▶ _Work instructions_: Keep to one stretch of the data below, the lines from the one with "Seen using the" up to and including the one with "We have ids", and return that stretch exactly.

▶ _Information_:
Issue #376, opened 2021-12-17
[Toolkits] Switch to two-level design


microbit-matt-hillsdon:
The latest designs use a two-level approach to "Explore" and "Reference" with a "SHOW MORE" / "SHOW LESS" for the detail in each topic entry.

We should switch to this approach with minimal UI change, just switching from "More ->" to "SHOW MORE".

We need to keep the current ability to navigate to the section so probably want to keep the URL behaviour that we have and just use it to control the current expanded section.

Issue #325, opened 2021-11-16
[Toolkits] URL navigation doesn't distinguish between overloads so only one details screen can be seen


microbit-matt-hillsdon:
URL navigation doesn't distinguish between overloads so only one details screen can be seen.

Seen using the work-in-progress microbit.run_every but should apply to existing overloads.

microbit-matt-hillsdon:
We have ids like 1234-1 and 1234-2 and a full name like microbit.display.scroll in both cases.
I think ideally we'd change our id generation code in Pyright to create ids like microbit.display.scroll-2 and use them in place of the full name in the URLs. I don't think it's acceptable to use the more cryptic numeric ids.

Issue #317, opened 2021-11-15
[Toolkits] microbit.audio > (play | is_playing) "More ->" link doesn't work


microbit-matt-hillsdon:
In the reference toolkit, microbit.audio section, the play or is_playing "More ->" link doesn't work. You get sent back to the top of the reference section.

I think it might be audio vs microbit.audio confusion. The third level generally works fine.

microbit-matt-hillsdon:
Since #401 an equivalent issue can be seen when navigating via signature/autocomplete help.

microbit-matt-hillsdon:
Pyright identifies the module as `audio` not `microbit.audio` even if it has been imported via microbit.audio.

In the stubs it's audio.pyi re-exported from microbit/__init__.pyi.

So potentially we can flip that in the stubs or we can cope with the true name differing from how we prefer to display it in the docs.

Stubs PR: https://github.com/microbit-foundation/micropython-microbit-stubs/pull/20

PR #401, opened 2021-12-23
Two level toolkit design with show more/less

microbit-matt-hillsdon:
Maybe separate PR:
- fading background as per design for active one (just add to the effect)
- activation for Explore, no need yet but it's coming in search

See #376


src/documentation/common/ShowMoreButton.tsx
```diff
@@ -0,0 +1,32 @@
...
+    color="#262626"
+    variant="unstyled"
+    display="inline-flex"
+    justifyContent="flex-start"
+    size="sm"
+    opacity="0.6"
+    letterSpacing="0px"
+    p="0 12px"
+    textTransform="uppercase"
+    width="max-content"
```
microbit-matt-hillsdon, line 25: To review, feels like there's a lot here.
The font also feels lighter than in XD.

src/documentation/ToolkitDocumentation/ToolkitDocumentation.tsx
```diff
@@ -46,7 +53,7 @@ export const ToolkitDocumentation = ({ toolkit }: ToolkitProps) => {
   );
   return (
     <ActiveTooklitLevel
-      key={urlParam}
+      key={urlParam.length > 0 ? 0 : 1}
```
microbit-matt-hillsdon, line 56: Might be clearer for this to just use `anchor` now.

microbit-matt-hillsdon: Rewriting in terms of anchor here (and surrounding code here and in reference) improved things.

src/documentation/common/ShowMoreButton.tsx
microbit-matt-hillsdon: I've dropped what I can here.
The font weight is the most significant different from the design here.

microbit-matt-hillsdon:
Visually, I still don't like "SHOW MORE" but I think we should probably merge without worrying about that and then consider options (mostly because this is holding up other PRs).

microbit-matt-hillsdon:
Spotted a spacing regression in Reference.
New:
image
Old:
image

microbit-matt-hillsdon:
Preview URL is: 

https://review-python-editor-next.microbit.org/two-level-design-2/

microbit-robert (changes requested):
- Scrolling to reference documentation from the link in the signature help is a little inconsistent. It always scrolls, but not necessarily to the correct place (e.g. for `display.show()`, I can see a 'show less' at the top of the scroll area).
- The link in signature help for anything in `audio` only takes you to references docs level 1, and not into the audio section for some reason.
- If not already inside the relevant second level of the reference toolkit, clicking the link in the signature help a second time after scrolling has finished, appears to cause a flash/glitch in the toolkit. E.g., `display.set_pixel()`

microbit-matt-hillsdon:
There's an issue open about an issue with audio which might be related: #317

microbit-matt-hillsdon:
> * Scrolling to reference documentation from the link in the signature help is a little inconsistent. It always scrolls, but not necessarily to the correct place (e.g. for `display.show()`, I can see a 'show less' at the top of the scroll area).

I think this is #325 in "show more" form. We don't uniquely identify the overload of scroll so we expand both which can cause the offset issue. Can you reproduce this with a method that doesn't have an overload?

> * The link in signature help for anything in `audio` only takes you to references docs level 1, and not into the audio section for some reason.

I'll look at this with #317.

> * If not already inside the relevant second level of the reference toolkit, clicking the link in the signature help a second time after scrolling has finished, appears to cause a flash/glitch in the toolkit. E.g., `display.set_pixel()`

New issue:

URLs are utterly messed up! E.g. ends with `%5Bobject%20Object%5D`. We need to unwrap Anchor.

src/documentation/reference/ReferenceToolkit.tsx
```diff
@@ -3,109 +3,85 @@
...
-      : "back";
+  const [anchor, setAnchor] = useRouterParam(RouterParam.reference);
+  const handleNavigate = useCallback(
+    (id: string | undefined) => {
+      setAnchor(id ? { id } : undefined);
+    },
+    [setAnchor]
+  );
+  const direction = useAnimationDirection(anchor);
+  console.log({ anchor });
```
microbit-matt-hillsdon, line 36: Unwanted debug:

```suggestion
```

microbit-matt-hillsdon:
> > * Scrolling to reference documentation from the link in the signature help is a little inconsistent. It always scrolls, but not necessarily to the correct place (e.g. for `display.show()`, I can see a 'show less' at the top of the scroll area).
> 
> I think this is #325 in "show more" form. We don't uniquely identify the overload of scroll so we expand both which can cause the offset issue. Can you reproduce this with a method that doesn't have an overload?

We could and I've fixed it with a delay so the final height of the container accounts for the show-more expand before the scroll.

> > * The link in signature help for anything in `audio` only takes you to references docs level 1, and not into the audio section for some reason.
> 
> I'll look at this with #317.

Still leaving that to look at separately.

> > * If not already inside the relevant second level of the reference toolkit, clicking the link in the signature help a second time after scrolling has finished, appears to cause a flash/glitch in the toolkit. E.g., `display.set_pixel()`
> 
> I can't make this happen.

We reproduced this and I've finally fixed it in Slide.tsx (unintentional tree structure change causing component recreation).

> New issue:
> 
> URLs are utterly messed up! E.g. ends with `%5Bobject%20Object%5D`. We need to unwrap Anchor.

This is also fixed.

I think this PR is good to go. I'll address the fading background separately.

microbit-matt-hillsdon:
> Spotted a spacing regression in Reference. New: image Old: image

This is also fixed.

microbit-matt-hillsdon:
One issue to look at after merge:

- If there's a CM in the Collapse then it seems to fade out but not slide up, e.g. display.scroll. Clearer if you remove the other content in the Collapse. What's going on?

microbit-robert (approved):
LGTM

microbit-matt-hillsdon:
> * If there's a CM in the Collapse then it seems to fade out but not slide up, e.g. display.scroll. Clearer if you remove the other content in the Collapse

Now #407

▶ _Answer to this problem_:
Seen using the work-in-progress microbit.run_every but should apply to existing overloads.

microbit-matt-hillsdon:
We have ids like 1234-1 and 1234-2 and a full name like microbit.display.scroll in both cases.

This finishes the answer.